'Esed rejiminin sonu yakın'
Stratejik önemdeki Cisr -el Şuğur'un düşmesi dünya basını tarafından Esed rejiminin çöküşünün habercisi olarak değerlendiriliyor. Uzmanlar da Esed rejiminin son 4 yılın en zayıf noktasında olduğuna dikkat çekiyor. Peki, muhaliflerin ilerleyişi Esed rejimini yok edecek mi?
Suriye’de 4 yılı aşkın bir süredir yaşanan iç savaşta Beşşar Esed’in İdlib vilayetine bağlı Cisr el Şuğur bölgesini kaybetmesiyle Esed rejiminin büyük kaybı olarak nitelendirildi. Yeni Yüzyıl Üniversitesi İktisadi ve İdari Bilimler Fakültesi Dekanı ve Rektör Yardımcısı Prof. Dr. Yaşar Hacısalihoğlu,Esed’in otorite kaybının hızlandığını vurgulayarak, “Suriye’de çözülmüş çökmüş bir yapı var artık. Birden fazla ordu var. Şam yönetimi otoritesini kaybetmiş durumda. Caydırıcı gücünü kullanamıyor. Esed rejiminin daha fazla sürdürülebileceğini görmüyorum. Suriye’de yaşanan fiili bölünme yakın bir zamanda resmiyete dökülebilir” dedi.

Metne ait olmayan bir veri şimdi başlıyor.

PR #3695, opened 2026-08-19
Fix typescript:S6647: Remove useless constructors and add ESLint guard

### LINKED ISSUE #3694: Fix typescript:S6647: Remove useless constructors and add ESLint guard
## Summary

`typescript:S6647` flags constructors that are unnecessary — either empty constructors or ones that only delegate to the parent class via `super(params)`. TypeScript/JavaScript automatically creates such constructors implicitly, so they add noise without any functional benefit.

## Affected files

- `packages/ui/src/utils/event-notifier.ts` — constructor only called `super()` with no parameters and no body; safely removed
- `packages/ui/src/xml-schema-ts/complex/XmlSchemaComplexType.ts` — constructor only delegated to `super(schema, topLevel)`; parent constructor is public so it is safely removed

## Special case: XmlSchemaExternal subclasses

The following three files extend `XmlSchemaExternal`, whose constructor is `protected`. Removing the subclass constructors caused TypeScript error `TS2674` because external callers (e.g. `SchemaBuilder.ts`) instantiate these classes directly — the subclass constructors were acting as the **public entry point** to the protected parent constructor. They cannot be removed.

Instead, the constructors are retained with an inline ESLint suppression comment explaining why:

- `packages/ui/src/xml-schema-ts/external/XmlSchemaImport.ts`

Yeni Yüzyıl Üniversitesi İktisadi ve İdari Bilimler Fakültesi Dekanı ve Rektör Yardımcısı Prof. Dr. Yaşar Hacısalihoğlu, Esed rejiminin bölge içerisindeki otorite kaybını AjansHaber’e değerlendirdi:
“SURİYE’DEKİ ASIL SIKINTI MUHALEFETİN…”
Suriye’de asıl sıkıntı muhalefetin ete kemiğe bürünmemiş olmasıdır. Başlangıçta Suriye’nin zemini ile oluşan ve Özgür Suriye Ordusu olarak tanımlanan yapılanma bir süre sonra El Nusra ve IŞİD gibi illegal örgütlerin devreye girmesiyle bozuldu. Baskıcı Esed rejimine karşı mağdur olan toplulukları bir araya getirerek Suriye’deki birliği bozmuştur. Esed bundan kendine iyi bir pay çıkarmıştı. Rakka bölgesini IŞİD’e bırakma yöntemi ile amaçları doğrultusunda ilerlemişti. Rakka bölgesi bir kaynak bölgesidir. Rafineri açısında önemli bir jeopolitik konumu var. Ardından Kobani’de yaşanan olaylarla birlikte kendisine yönelik olumsuz hamleleri kendi avantajına çevirdi ve dünyada ‘bana muhalif bir örgüt ile mücadele etmiyorum. Bölgedeki terör grupları ile mücadele halindeyim’ algısı oluşturdu. Geldiğimiz süre içerisine kadar Esed bu politikayla ayakta durum kendi bünyesinde bulundurduğu kitleyi himaye etmesini bilmişti.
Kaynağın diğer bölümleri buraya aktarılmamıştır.